Es hat sich einiges getan. Diese Aussage einte alle Fachkundigen, die im Rahmen des RailVoice-Webinars „Post InnoTrans“ über die InnoTrans 2022 und die Trends und Herausforderung im Bahnsektor diskutierten. Moderator Nikolas Schmölz (tetraversity media GmbH) hatte neben Helmut Hohenbichler vom Veranstalter Boom Software AG noch Claudia Skerbinz (Siemens Mobility Austria GmbH), Christian Kühnast (DB Cargo AG) und Florian Geishofer (ÖBB-Produktion GmbH) eingeladen sowie Dr. Martin Zsifkovits. Der Innovation Director der Molinari Rail GmbH sprach an, was ihm während der InnoTrans 2022 aufgefallen war: „Ich glaube, das Thema Digitalisierung und ihr Potenzial ist jetzt auch in der breiten Masse angekommen“, sagte er. Während in den vergangenen Jahren eher darüber diskutiert wurde, ob Digitalisierung sich bei bestimmten Assets überhaupt noch lohne, habe sich die Denkweise inzwischen in die Richtung entwickelt, alte Flotten noch umzurüsten, um das Maximum herauszuholen, anstatt zu warten, bis sie abgeschrieben sind.
„Von der vorletzten zur letzten InnoTrans gab es einen sehr großen Sprung“, sagte auch Helmut Hohenbichler von Boom Rail Solutions, der seit über 30 Jahren die Entwicklung der Weltleitmesse für Verkehrstechnik verfolgt. Sowohl die Aussteller als auch die Eisenbahnverkehrsunternehmen (EVU) hätten die Zeit in den vergangenen Jahren intensiv genutzt und eine Verschmelzung der Prozesse, unter anderem durch Digitalisierung, vorangetrieben. „Wenn man dem Pandemie-Thema etwas Positives zuschreiben kann, dann wäre es eine große Öffnung und Akzeptanz gegenüber der Digitalisierung und ein Aufbruch aus den historischen Strukturen“, sagte er.

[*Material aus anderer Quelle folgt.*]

PR #4475, opened 2020-03-10
Add file change detection mechanism

wu-sheng:
Due to some strict management rules inside the enterprise, some companies use tool such as Vault to manage username and password of the storage. These tools would change the content by injecting the new username and password into some certain file, through using some tech like sidecar or agent.

This PR makes the first change, it provides the basic file content(or we should say modified flag) changed detection mechanism. Once it is changed, the notification will be triggered.

The next step will be activating this mechanism for ES storage. Once username and password changed, the ES client should trigger reconnection.


oap-server/server-library/library-util/src/main/java/org/apache/skywalking/oap/server/library/util/FileChangeMonitor.java
```diff
@@ -0,0 +1,156 @@
...
+import java.util.ArrayList;
+import java.util.List;
+import java.util.concurrent.Executors;
+import java.util.concurrent.ScheduledFuture;
+import java.util.concurrent.TimeUnit;
+import lombok.RequiredArgsConstructor;
+import lombok.extern.slf4j.Slf4j;
+
+/**
+ * File change monitor is a disk file watcher. It keeps to watch the file `last modified timestamp`, after it changed,
```
hanahmily: We should consider another scenario if the content of file doesn't change the monitor should not notify the related component.
A possible approach is to compare the binary data of them.

wu-sheng: > We should consider another scenario if the content of file doesn't change the monitor should not notify the related component.

I expect this is the responsibility of notifier implementation. I just don't want to read the file twice.

hanahmily: I prefer to leave it to the monitor since it extracts the input-stream from the target file. And the comparison is a common requirement for all of the notifiers, Do you have some scenario needs to get notification of modification without changing the content? if that exists, it's sane for it.

wu-sheng: I am not sure whether there is that case, but I prefer to provide an input stream rather than byte[]. 
Let's say in this way, if this class compare the changes, then we need extra memory space for the file contents(whole binary), but if we put the content into implementation, there is no extra memory cause, as you already have username/password configuration in provider config.

I think your idea is only coming from the cert file, as you don't need to read it, right? For ES case, this is a double read or extra memory case.

wu-sheng: Anyway, I could provide a default `ContentChangedNotifier` implementation, I think that will fit your wants?

hanahmily: > I think your idea is only coming from the cert file, as you don't need to read it, right? For ES case, this is a double read or extra memory case.

No. For ES and cert file, double read or extra memory is necessary. Because file contents change leads to a total reconnection. For cert file, all incoming gRPC connections should close as ES does. SSL file notifier also loads the binary into heap to compare the content to avoid unnecessary reconnection.

And I think we should provide an abstract class to implement notifier interface, which can do binary comparison. If anyone needs this feature can extend it instead of implementing notifier.

oap-server/server-library/library-util/src/test/java/org/apache/skywalking/oap/server/library/util/FileChangeMonitorTest.java
```diff
@@ -0,0 +1,85 @@
...
+import java.io.FileOutputStream;
+import java.io.IOException;
+import java.io.InputStream;
+import java.nio.charset.Charset;
+import org.junit.AfterClass;
+import org.junit.Assert;
+import org.junit.Test;
+
+public class FileChangeMonitorTest {
+    private static String FILE_NAME = "FileChangeMonitorTest.tmp";
```
kezhenxu94: better place it else where, in case the RAT plugin scans it occasionally

oap-server/server-library/library-util/src/main/java/org/apache/skywalking/oap/server/library/util/FileChangeMonitor.java
wu-sheng: > No. For ES and cert file, double read or extra memory is necessary.

My point is for ES, we don't need extra memory, the user name and password are there, `ContentChangedNotifier` implementation doesn't have to hold it again(one in the ES storage config, the other in the watcher). I know your point to be easier for the watcher, but, this has a cost for ES implementation.

hanahmily: All right. Finally, we reach an agreement to provide to implement `ContentChangedNotifier` to provide this feature. Thanks a lot.

oap-server/server-library/library-util/src/test/java/org/apache/skywalking/oap/server/library/util/FileChangeMonitorTest.java
wu-sheng: What is `FileSystems.getDefault().newWatchService()` for? That doesn't look like a watcher with callback to me. Do I miss anything?

wu-sheng: I think I clear the file in the end of test case. Where should I put? It is different in different OS systems, with different access control maybe.

wu-sheng: Another concern is noticing this
```
     * @throws  UnsupportedOperationException
     *          If this {@code FileSystem} does not support watching file system
     *          objects for changes and events. This exception is not thrown
     *          by {@code FileSystems} created by the default provider.
```
Seems like we need to count on the JRE implementation somehow. I don't know the black magic inside now :)

kezhenxu94: > What is `FileSystems.getDefault().newWatchService()` for? That doesn't look like a watcher with callback to me. Do I miss anything?

Hope the code snippets helps, my concern is that the built-in tool is well optimized and tested, and reduce our maintenance work:

```java
    public static void main(String[] args) throws IOException, InterruptedException {
        final WatchService watchService = FileSystems.getDefault().newWatchService();
        final Path directoryToWatch = Paths.get("/tmp/directory-to-watch");
        directoryToWatch.register(watchService, StandardWatchEventKinds.ENTRY_MODIFY);

        for (final WatchKey readyKey = watchService.take(); readyKey.isValid(); readyKey.reset()) {
            for (final WatchEvent<?> event : readyKey.pollEvents()) {
                assert event.kind().equals(StandardWatchEventKinds.ENTRY_MODIFY);
                final Path path = (Path) event.context();
                System.out.println("file is modified = " + directoryToWatch.resolve(path));
            }
        }
    }
```

oap-server/server-library/library-util/src/main/java/org/apache/skywalking/oap/server/library/util/FileChangeMonitor.java
```diff
@@ -0,0 +1,156 @@
...
+                    notifier.newFileContent(fileInputStream);
+                } catch (FileNotFoundException e) {
+                    log.error("The existed file turns to missing, watch file=" + filePath, e);
+                } catch (IOException e) {
+                    log.error("Read file failure, watch file=" + filePath, e);
+                } finally {
+                    lastModifiedTimestamp = lastModified;
+                }
+            }
+        }
```
kezhenxu94: At least, this part should be replaced, and you can provide a so called `Callback` to the caller

oap-server/server-library/library-util/src/test/java/org/apache/skywalking/oap/server/library/util/FileChangeMonitorTest.java
wu-sheng: My question is, when the exception happens, I never used this API before. Evaluating the real case.

wu-sheng: This exception is rarely to see in the JDK classes. They only say this when necessary. I don't what this simple feature crashes.

wu-sheng:
@hanahmily I add the default implementation by following your prefer, please recheck.

@kezhenxu94 Binding implementation added.

oap-server/server-library/library-util/src/main/java/org/apache/skywalking/oap/server/library/util/FileChangeMonitor.java
```diff
@@ -0,0 +1,188 @@
...
+     * The callback when file changed.
+     */
+    public interface FileChangedNotifier {
+        /**
+         * Notify the new content by providing the file input stream
+         *
+         * @param readableStream points to the new content
+         * @throws IOException if error happens during reading.
+         */
+        void fileChanged(InputStream readableStream) throws IOException;
```
kezhenxu94: I don't think it's a good design, unless you're perfectly sure that the caller will always use the file content as an `InputStream`, otherwise, you create the USELESS input stream too eagerly

oap-server/server-library/library-util/src/main/java/org/apache/skywalking/oap/server/library/util/FileChangeMonitor.java
```diff
@@ -0,0 +1,188 @@
...
+    private long lastCheckTimestamp = 0;
+    /**
+     * The last modify time of the {@link #filePath}
+     */
+    private long lastModifiedTimestamp = 0;
+
+    /**
+     * Start the file monitor for this instance.
+     */
+    public synchronized void start() {
```
kezhenxu94: the `synchronized` makes no sense, it's locked by the caller, and every caller is different from others

oap-server/server-library/library-util/src/main/java/org/apache/skywalking/oap/server/library/util/FileChangeMonitor.java
```diff
@@ -0,0 +1,188 @@
...
+                                                       FileChangeMonitor::run, 1, 1,
+                                                       TimeUnit.SECONDS
+                                                   );
+        }
+
+        this.checkAndNotify();
+        MONITOR_INSTANCES.add(this);
+    }
+
+    public synchronized void stop() {
```
kezhenxu94: same here

oap-server/server-library/library-util/src/main/java/org/apache/skywalking/oap/server/library/util/FileChangeMonitor.java
kezhenxu94: And you may want to prevent the monitor being started more than once

oap-server/server-library/library-util/src/main/java/org/apache/skywalking/oap/server/library/util/FileChangeMonitor.java
wu-sheng: What else could they use?

oap-server/server-library/library-util/src/test/java/org/apache/skywalking/oap/server/library/util/FileChangeMonitorTest.java
dmsolr: I agree with @kezhenxu94 . JDK builtin WatchSerivce is a better choice for the file modified notify service.

oap-server/server-library/library-util/src/main/java/org/apache/skywalking/oap/server/library/util/FileChangeMonitor.java
wu-sheng: Will fix.

wu-sheng:
According to the feedback, I will add file group monitoring as CA cert requires this too. Update later.

wu-sheng:
@hanahmily @kezhenxu94 I submit the new implementation. As in CA cert scenario, there are multiple files which should be treated as an entity, I put these together and provide file content changes directly without `inputstream`/`findNotFound` notifications.

oap-server/server-library/library-util/src/main/java/org/apache/skywalking/oap/server/library/util/MultipleFilesChangeMonitor.java
```diff
@@ -0,0 +1,242 @@
...
+    }
+
+    /**
+     * Check file changed status, if so, send the notification.
+     */
+    private void checkAndNotify() {
+        if (System.currentTimeMillis() - lastCheckTimestamp < watchingPeriodInSec * 1000) {
+            // Don't reach the period threshold, ignore this check.
+            return;
+        }
```
dmsolr: Why do we need to double-check? To avoid the new added Monitor will re-check at once?
IMO, we can set the check period as `watchingPeriodInSec`, because this case is a minority case and only affects the first check.

wu-sheng: Because the case is, the timer period is certain and shorter than watcher period. We need to make sure the check period follows the user requirements.

dmsolr: I got it. Monitors own their private schedule, `watchingPeriodInSec`.

PR #4488, opened 2020-03-11
Fix NoSuchElement exception for lazy injection.

wu-sheng:
According to https://github.com/apache/skywalking/pull/4441#issuecomment-597453559, my previous implementation of lazy injection faces an issue. 
If the main thread tracing has been finished, the exit span could still be in async mode, and do `#inject`, this error will show up.

@huangyoje Please give this a try, should be able to fix your issue.


huangyoje:
@wu-sheng OK, I will try soon.

huangyoje:
@wu-sheng I have tested and this fixed my issue.

wu-sheng:
Thanks. I am waiting for another commit to approve this PR :)

PR #4489, opened 2020-03-11
Delete appveyor.yml as don't use there.

wu-sheng:


wu-sheng:
TICKET submitted, too. https://issues.apache.org/jira/browse/INFRA-19955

Kreative Ideen durch Start-up Unternehmen
Claudia Skerbinz ist die Vielzahl an neuen Playern positiv aufgefallen, besonders in den Bereichen Software und IT: „Es ist so wichtig, dass wir eine Durchmischung zwischen Eisenbahn mit IT haben und neue Personen und Unternehmen, die kreativ denken“, sagte die Head of Portfolio Unit Passenger Coaches der Siemens Mobility Austria GmbH.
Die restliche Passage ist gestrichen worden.